Short Version
git config --global core.sshcommand "C:/Windows/System32/OpenSSH/ssh.exe"
More Detail
I was able to reproduce this. It seems that, by default under Nushell:
In my case, ssh-add (and ssh) in Nushell is coming from the Windows OpenSSH implementation. I'm assuming you have the Windows OpenSSH client installed?

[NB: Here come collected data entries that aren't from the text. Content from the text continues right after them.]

Issue #632, opened 2026-07-16
[Testing] Worker/multiprocessing e2e matrix: num_workers = 0 / 1 / N


Bslabe123:
Run the key sim-backed e2e scenarios across `load.num_workers = 0`, `1`, and `N > 1`. `num_workers` is not a scaling knob; it selects between two different execution architectures, and bugs have repeatedly shipped that exist in exactly one cell of this matrix.

**What the setting selects:**

- `0`: the entire run executes in-process on a single asyncio loop, and metrics go through `LocalRequestMetricCollector`.
- `> 0`: the separate `mp_run` path: spawned `Worker` processes, per-worker request queues, shared counters, an `mp.Barrier` synchronizing stage boundaries, and `MultiprocessRequestMetricCollector` aggregating across processes.
- `N > 1` additionally exercises logic a single worker never touches: splitting `concurrency_level` across workers including the non-divisible remainder case, session-to-worker affinity hashing in the replay datagens, and the worker liveness check.

So 0 vs 1 isolates the multiprocessing machinery, and 1 vs N isolates the work-distribution logic.

**Motivation:** each of these open bugs lives in exactly one matrix cell, and none was caught by CI:

- #589: datagen not picklable; crashes only when state crosses a process boundary (`num_workers > 0`)
- #590: crash specific to the `num_workers = 0` in-process path, so nothing in CI runs that path at all
- #593: worker crashes in the mp path produce no diagnostics
- #469: stage-boundary hang in the mp path (barrier quorum)

The default is `max(1, cpu_count())`, so any single CI run tests one cell, and which N you get depends on the machine.

**Forward-looking:** #526 (forkserver start method) and #305 (spawn picklability, Python 3.14 fork deprecation) both change spawn semantics underneath the mp path. This matrix is the regression net for landing them safely.

**Suggested shape:**

- Parametrize a small set of representative scenarios over the three cells rather than the full suite: a multi-stage run, a concurrent-load run with `concurrency_level % N != 0` to hit the remainder split, and a session-replay run to hit worker affinity.
- Pin N (e.g. 4) for determinism instead of inheriting `cpu_count()`.
- Attach the invariant harness (#630) in every cell. In addition, `LocalRequestMetricCollector` (cell 0) and `MultiprocessRequestMetricCollector` (cells 1 and N) should produce equivalent aggregates for identical load, which gives a cross-path consistency check for free.
[...]

Issue #481, opened 2026-05-14
[Testing] Catch result skew between inference-perf and peer benchmarks


Bslabe123:
## Summary

A reproducible side-by-side harness that runs inference-perf and pinned peer tools
(`vllm bench` first, `aiperf` next) against the same workload and reports
headline-metric deltas (TTFT p50/p90/p99, ITL/TPOT, request throughput, output
token throughput). The deltas are a diagnostic and a published comparability
record, not a merge gate.

**Narrowed 2026-08-10.** The original scope (5 tools, stored baseline delta
matrix, CI that fails on >X% drift) makes our CI depend on behavior we don't
own. A cross-tool delta can move because of an inference-perf regression, a
peer-tool change, or workload non-equivalence, and a standing gate cannot
attribute which. Either we pin peer versions and inherit a perpetual update
burden, or we track latest and inherit perpetual breakage. Regression
protection against our own changes is already covered by oracle-backed tests we
do own: token accounting against sim and server goldens (#631, #627, #697) and
load-shape accuracy against config (#633). What those cannot catch is
metric-definition and methodology divergence from the ecosystem, and that is a
diagnosis-and-documentation problem, not a pass/fail one.

The split that makes this maintainable: the workload *mapping* (our config
translated to each peer tool's flags) is behavior we own, and the harness
asserts it loudly. Peer *results* are behavior we don't own, and the harness
only reports them.

## Motivation

Unchanged: adoption depends on our numbers being trusted as comparable to what
users see from other tools. Two recent concrete cases sharpen it. The legacy
`benchmark_serving.py` `range_ratio` semantics (0.0 means Uniform[0, len])
silently made a "same workload" comparison non-equivalent, and a user-reported
throughput gap between inference-perf and `vllm bench` decomposed entirely into
workload non-equivalence (length-sampling semantics, max-model-len, missing
warmup) with both clients behaving correctly. In both cases the delta was first
read as an inference-perf bug. This harness turns that multi-day diagnosis into
a one-command reproduction.

## Scope

In scope:

- A runnable harness in this repo: inference-perf + `vllm bench` against the
  configurable sim, with workload equivalence pinned explicitly (length
  sampling / range ratio, max model len, warmup, `ignore_eos`, tokenizer)
- The harness fails loudly only on workload non-equivalence (the owned
  surface, and the root cause in both motivating incidents); metric deltas are
  reported, never gated on
[...]

PR #735, opened 2026-08-17
test: assert delivered rate and concurrency match config

Bslabe123:
Part of #633. Asserts for the first time that the load inference-perf actually offered matches the load it was configured with: achieved request rate against configured rate, and delivered in-flight concurrency against `concurrency_level`.

Row in #606: "Load-shape accuracy (#633)", sim tier.

## Why this is needed

Every other e2e test checks the measurement side; nothing checks the stimulus side, which sweep silently depends on. `docs/loadgen.md` promises "the exact concurrency specified"; unit tests cover only the split arithmetic of `_set_worker_concurrency`, not whether workers honour it over real sockets. A semaphore bug throttling to `concurrency_level - 1` passes everything today.

## What the test does

- **Faked:** the server. `llm-d-inference-sim` with pinned per-request latencies. Deliberately `sim`: against real vLLM these assertions would measure the server's capacity, not the load generator.
- **Oracle:** the configured load, plus delivered rate and in-flight concurrency reconstructed in the new `e2e/utils/load_shape.py` from raw per-request `start_time`/`end_time` pairs, never from reportgen's summary numbers.
- **Rate (constant and poisson, 600 requests at 40 qps):** `count` and `requested_rate` exact; reported `send_duration` and `achieved_rate` must equal the recomputation (rel 1e-9, so any drift is a reportgen bug); delivered rate within a tolerance derived from the arrival process.
- **Tolerance as a function of n, not a magic number.** `constant`: gaps are rescaled to sum to exactly `duration`, so the only stochastic term is the first gap, `Exp(1)/n` relative, `k = 12` for ~1e-5 false failure. `poisson`: renewal time, CoV `1/sqrt(n)`, 4 sigma. Both floored at 5% for jitter. At n=600: 5% and 16.3%; tightens by raising n, never by shrinking the multiplier.
- **Concurrency (`concurrency_level` 8 and 5, 2 workers each, so one split leaves a remainder):** in-flight is a sweep line over starts and ends, ties resolved ends-before-starts. The plateau window `[C-th earliest start, latest start]` excludes ramp-up and drain by construction (request k cannot start until k-C finished). Delivered concurrency must never exceed C (exact) and must be within half a slot of C time-weighted (measured handoff deficit on the sim is about 0.04 slot, so 10x headroom while still failing a whole-slot deficit).
- **`load_summary["concurrency"]` is asserted only as a wiring check**, labelled as one (reportgen copies it off the stage config). `achieved_rate` is not asserted on concurrent stages, which main.py rewrites to `rate=num_requests, duration=1`.
- **Eight helper self-tests run without the sim** and prove the assertions go red: `C-1` and `C+1` both raise, the tolerance function is checked at known values, the sweep line against hand-computed segments.

Per the row's lane note, dispatch scheduling arithmetic stays unit level in #659; only what needs real processes and sockets is asserted here.

## Status

Stands alone on `main` (`7bfbaed`).

Verified locally with `llm-d-inference-sim` v0.6.1: **12 passed** for the new module (4 sim-backed, 8 self-tests), 109s serial, 64s at `-n 4`. `pdm run validate` clean; unit suite unaffected (889 passed, 15 skipped). Kill-mutant: dropping the concurrency slack to 0.001 fails both cases.

Not yet verified: the CI runner. Tolerances have roughly 10x headroom over what was observed (constant 0.5% off a 5% budget, poisson 1.5% off 16.3%), but a merge-gating timing assertion earns its flake budget over repeated runs.

Limit of the oracle (in the module docstring): the timestamps are the client's own, so this catches a generator falling behind schedule, a semaphore admitting the wrong count, and a wrong reportgen rate, but not a timestamping bug. The #481 absorber records offered load server-side; once it lands this test can be retargeted at it without changing assertions.

Helpers live in `e2e/utils/load_shape.py`, as #633 asks, so the #632 worker matrix can reuse them.

### DIFF
--- a/e2e/tests/test_load_shape_accuracy_sim.py
+++ b/e2e/tests/test_load_shape_accuracy_sim.py
@@ -1,0 +1,354 @@
+# Copyright 2026 The Kubernetes Authors.
+#
+# Licensed under the Apache License, Version 2.0 (the "License");
+# you may not use this file except in compliance with the License.
+# You may obtain a copy of the License at
+#
+# http://www.apache.org/licenses/LICENSE-2.0
+#
+# Unless required by applicable law or agreed to in writing, software
+# distributed under the License is distributed on an "AS IS" BASIS,
+# WITHOUT WARRANTIES OR CONDITIONS OF ANY KIND, either express or implied.
+# See the License for the specific language governing permissions and
+# limitations under the License.
+"""Sim-backed load-shape accuracy e2e (#633).
+
+Everything else in the e2e tier checks what inference-perf *reports* about
+the responses it got. This checks the stimulus: that the load actually
+offered matches the load that was configured. For a load generator that is
+the more fundamental correctness claim, and `docs/loadgen.md` makes it
+explicitly ("workers are dynamically allocated to achieve the exact
+concurrency specified") without anything verifying it.
+
+What is faked and what is the oracle
+------------------------------------
+Faked: the server. `llm-d-inference-sim` stands in for vLLM, with pinned
+latencies so request duration is known and the run is short.
+
+Oracle: the configured load, which is a known-good input, plus a
+reconstruction of delivered rate and in-flight concurrency computed in
+`utils.load_shape` from the raw per-request `start_time`/`end_time` pairs.
+The reconstruction does not read reportgen's summary numbers, so the
+reported `achieved_rate` can be checked against it rather than merely
+restated.
+
+This stays on the sim deliberately. Against a real vLLM these assertions
+would measure the server's capacity, not the load generator: a slow server
+delays responses, and under a concurrency limit that changes the offered
+load itself.
+
+Scope, versus the neighbouring issues
+-------------------------------------
+Dispatch scheduling arithmetic (what times the timers emit, how a
+concurrency level is split across workers) is unit-level and belongs to
+#659. What only a real process with real sockets can show is whether the
+generator keeps up with its own schedule and holds its semaphore under load,
+so that is all this file asserts.
+
+Known limit of the oracle
+-------------------------
+The timestamps come from the client, so this measures the load generator's
+own view of what it offered. That is enough to catch a generator that falls
+behind, a semaphore that admits the wrong number of requests, and a reportgen
+that derives the rate wrongly, but not a bug in the timestamping itself. A
+server that recorded arrivals independently would be strictly stronger and
+this test can be retargeted at one later without changing its assertions.
+"""
+
+import pytest
+
+from utils.accuracy import assert_successful_run
+from utils.benchmark import run_benchmark_minimal
+from utils.llm_d_inference_sim import LLMDInferenceSimRunner
+from utils.load_shape import (
+    assert_delivered_concurrency,
+    fraction_at_level,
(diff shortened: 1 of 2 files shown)


e2e/utils/load_shape.py
```diff
@@ -0,0 +1,206 @@
...
+    """Recompute (send_duration, achieved_rate) from raw per-request starts.
+
+    Mirrors ``summarize_requests`` exactly (count over the span of send
+    times), so the result can be diffed against the reported value to check
+    reportgen rather than to restate it.
+    """
+    starts = sorted(float(e["start_time"]) for e in entries)
+    if len(starts) < 2:
+        raise ValueError("need at least two requests to observe a send rate")
+    send_duration = starts[-1] - starts[0]
```
achandrasekar: Looks like this does not take into account the case where a load was not delivered in the right intervals as expected. For example if req 1 goes at time 1, but all the n-1 requests go at the last moment at time n, this might not catch that. Is that validated elsewhere?

e2e/utils/load_shape.py
```diff
@@ -0,0 +1,206 @@
...
+from typing import Any, Dict, List, Sequence, Tuple
+
+# Piecewise-constant in-flight count: (segment start, segment end, in-flight).
+Segment = Tuple[float, float, int]
+
+
+def rate_tolerance(n: int, arrival: str) -> float:
+    """Relative tolerance on achieved_rate for a stage of ``n`` requests.
+
+    Sized from the arrival process rather than picked to make a run pass.
```
achandrasekar: Some of these comments should be simplified so it is easier to understand. Maybe a simpler summary followed by the math will help. Claude in general seems to write in a way that is not easy to follow at all in a lot of cases.

e2e/tests/test_load_shape_accuracy_sim.py
```diff
@@ -0,0 +1,354 @@
...
+    """A fixed-concurrency stage must hold exactly `concurrency_level` in flight.
+
+    Note what the report does and does not give us here. `load_summary`
+    carries a `concurrency` field, but reportgen copies it straight off the
+    stage config, so asserting on it proves only that the value was threaded
+    through. The delivered value has to be reconstructed from the per-request
+    start and end timestamps; that reconstruction is the actual oracle and
+    `assert_delivered_concurrency` carries the reasoning for its window.
+
+    `achieved_rate` is not asserted for this load type: main.py rewrites a
```
achandrasekar: This description seems to be incorrect. I don't think main.py queues everything at once. In general, I'd like to simplify some of the comments to just what the function or code is doing.

e2e/utils/load_shape.py
```diff
@@ -0,0 +1,206 @@
...
+            prev_t = t
+        inflight += delta
+    return segments
+
+
+def max_inflight(segments: Sequence[Segment]) -> int:
+    return max((n for _, _, n in segments), default=0)
+
+
+def plateau_window(entries: Sequence[Dict[str, Any]], concurrency: int) -> Tuple[float, float]:
```
achandrasekar: Does this validate the `preferred_worker_id` scenario when it is set? How do we ensure concurrency in that case?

> which ssh ssh-agent ssh-add
╭───────────┬───────────────────────────────────────────┬──────────╮
│ command │ path │ type │
├───────────┼───────────────────────────────────────────┼──────────┤
│ ssh │ C:\Windows\System32\OpenSSH\ssh.exe │ external │
│ ssh-agent │ C:\Windows\System32\OpenSSH\ssh-agent.exe │ external │
│ ssh-add │ C:\Windows\System32\OpenSSH\ssh-add.exe │ external │
╰───────────┴───────────────────────────────────────────┴──────────╯
On the other hand, as far as I can tell, git for Windows seems to default to using the Git-bash provided /usr/bin/ssh. This requires that the environment variables are set properly by /usr/bin/ssh-agent -s (normally eval'd into Bash or other shell). Under Git-Bash:
$ which ssh ssh-agent ssh-add
/usr/bin/ssh
/usr/bin/ssh-agent
/usr/bin/ssh-add
Since the Git-bash /usr/bin/ssh-agent isn't available under Nushell for Windows, we need to config Git to just use the Windows OpenSSH agent directly. This can be done (reference) via:
git config --global core.sshcommand "C:/Windows/System32/OpenSSH/ssh.exe"
After I did that, git under Nushell used my ID to access private GitHub repos.